This blog post is the second in Alyce’s seven-part series on account-based marketing best practices. For this post on ABM metrics, we checked in with bearded B2B expert and Pendo VP of marketing, Joe Chernov.
Love them or hate them, metrics, measurement and reporting are part of the deal if you’re a B2B marketer.
Chances are good that you have personally pulled together a novel’s worth of slides so far throughout your career, full of charts, numbers and lists proving how various marketing activities are moving the needle on a predefined set of objectives and KPIs. And chances are good that the majority of your metrics have focused on what has long been considered the lifeblood of B2B marketing programs: leads.
That said, if you’re exploring an account-based marketing strategy or looking to advance what you’re already doing on the ABM front, it may be time to rethink the metrics you’re measuring.
ABM Requires A New Metric
“ABM marketers aren’t here to generate leads – they’re here to generate engagement among known players at target accounts,” explains Joe Chernov, vice president of marketing at Pendo. “ABM marketers need a metric all their own.”
“ABM marketers aren’t here to generate leads – they’re here to generate engagement among known players at target accounts,”
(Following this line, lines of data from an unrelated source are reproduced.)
PR #200, opened 2018-08-10
UTY 845 snapshot generator upgrade

zeroZshadow:

-------

#### Description
Upgrade snapshot generator to work with new EntityBuilder
Drive by fixes in code generation templates

#### Tests
None, I don't even know if it runs

#### Documentation
Added more comments, split out functionality in well named functions

### DIFF
--- a/workers/unity/Assets/Playground/Config/ArchetypeConfig.cs
+++ b/workers/unity/Assets/Playground/Config/ArchetypeConfig.cs
@@ -9,7 +9,6 @@ namespace Playground
     {
         public const string CharacterArchetype = "Character";
         public const string CubeArchetype = "Cube";
-        public const string PlayerCreator = "PlayerCreator";
 
         public static readonly Dictionary<string, Dictionary<string, ComponentType[]>>
             WorkerTypeToArchetypeNameToComponentTypes = new Dictionary<string, Dictionary<string, ComponentType[]>>
--- a/workers/unity/Assets/Playground/Config/ArchetypeConfig.cs
+++ b/workers/unity/Assets/Playground/Config/ArchetypeConfig.cs
@@ -1,3 +1,4 @@
+using System;
 using System.Collections.Generic;
 using Improbable.Gdk.TransformSynchronization;
 using Unity.Entities;
@@ -8,6 +9,7 @@ namespace Playground
     {
         public const string CharacterArchetype = "Character";
         public const string CubeArchetype = "Cube";
+        public const string PlayerCreator = "PlayerCreator";
 
         public static readonly Dictionary<string, Dictionary<string, ComponentType[]>>
             WorkerTypeToArchetypeNameToComponentTypes = new Dictionary<string, Dictionary<string, ComponentType[]>>
--- a/workers/unity/Assets/Playground/Editor/SnapshotGenerator/SnapshotGenerator.cs
+++ b/workers/unity/Assets/Playground/Editor/SnapshotGenerator/SnapshotGenerator.cs
@@ -26,12 +26,12 @@ namespace Playground.Editor.SnapshotGenerator
             var snapshot = CreateSnapshot(arguments.NumberEntities);
 
             Debug.Log($"Writing snapshot to: {arguments.OutputPath}");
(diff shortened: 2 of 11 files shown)


workers/unity/Assets/Playground/Config/ArchetypeConfig.cs
```diff
@@ -8,6 +9,7 @@ public static class ArchetypeConfig
     {
         public const string CharacterArchetype = "Character";
         public const string CubeArchetype = "Cube";
+        public const string PlayerCreator = "PlayerCreator";
```
jamiebrynes7: This doesn't belong here I don't think.

There aren't any special components we put on the PlayerCreator

workers/unity/Assets/Playground/Editor/SnapshotGenerator/SnapshotGenerator.cs
```diff
@@ -16,112 +14,99 @@ internal static class SnapshotGenerator
...
 
         public static void Generate(Arguments arguments)
         {
             Debug.Log("Generating snapshot.");
-            var entities = CreateEntities(arguments.WorldLength, arguments.NumberEntities);
-            WriteSnapshot(entities, arguments.OutputPath);
+            var snapshot = CreateSnapshot(arguments.NumberEntities);
+
+            Debug.Log($"Writing snapshot to: {arguments.OutputPath}");
+            snapshot.Serialize(arguments.OutputPath);
```
jamiebrynes7: Instead of serialize - what about `WriteOut`? Given that strictly all the serialisation is done before that function call.

workers/unity/Packages/com.improbable.gdk.core/Utility/SnapshotBuilder.cs
```diff
@@ -0,0 +1,39 @@
+﻿using System.Collections.Generic;
+using Improbable.Worker;
+using Improbable.Worker.Core;
+using UnityEngine;
+
+namespace Improbable.Gdk.Core
+{
+    public class SnapshotBuilder
```
jamiebrynes7: Given this class doesn't actually follow the Builder pattern - can we rename this?

workers/unity/Packages/com.improbable.gdk.core/Utility/SnapshotBuilder.cs
```diff
@@ -0,0 +1,39 @@
...
+    {
+        private readonly Dictionary<EntityId, Entity> entities = new Dictionary<EntityId, Entity>();
+
+        public int Count => entities.Count;
+
+        public void AddEntity(Entity entity)
```
jamiebrynes7: Maybe over-engineering this - but this probably wants an API for a specific entity with a specific entity id.

Given like a spawner entity where you expect it to always be id 1

workers/unity/Assets/Playground/Editor/SnapshotGenerator/SnapshotGenerator.cs
```diff
@@ -16,112 +14,99 @@ internal static class SnapshotGenerator
...
 
-            for (var i = -gridLength + 1; i <= gridLength - 1; i += 2)
+            for (var x = -gridLength + 1; x <= gridLength - 1; x += 2)
             {
-                for (var j = -gridLength + 1; j <= gridLength - 1; j += 2)
+                for (var z = -gridLength + 1; z <= gridLength - 1; z += 2)
                 {
-                    if (i == 0 && j == 0)
+                    // Leave the centre empty
+                    if (x == 0 && z == 0)
```
jamiebrynes7: What's the purpose of this given that we enforce the grid is even numbered.

jamiebrynes7: This condition can never be hit I think

workers/unity/Assets/Playground/Editor/SnapshotGenerator/SnapshotGenerator.cs
zeroZshadow: `WriteToDisk`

The trigger for executing an ABM strategy is sales and marketing aligning on a target list of identified accounts to engage. In this scenario, ABM marketers don’t need to attract an entirely new list of names for sales to work, so why should they be measured on lead generation and qualification metrics? When you stop and think about the notion that ABM requires a new metric for success, you may find yourself saying, “Of course.”
So, then, what is the right metric for ABM? “As B2B marketers, we’ve been indoctrinated to think ‘it’s all about leads,’” says Joe. “But, for ABM, the focus is accounts, not leads. So, we need to replace the marketing qualified lead (MQL) with the marketing qualified account (MQA) as the metric for success.”
Adapting to the MQA
If you decide you’re all-in with ABM, you’ll want to adapt your top marketing metric to drop the ‘L’ and add an ‘A.’ As Joe explains, with an MQA metric approach at its most basic level, you need to be able to say, “We have X number of target named accounts, and we have a goal of engaging Y number of those accounts. When the engagement on an account reaches a certain threshold, that account becomes an MQA.”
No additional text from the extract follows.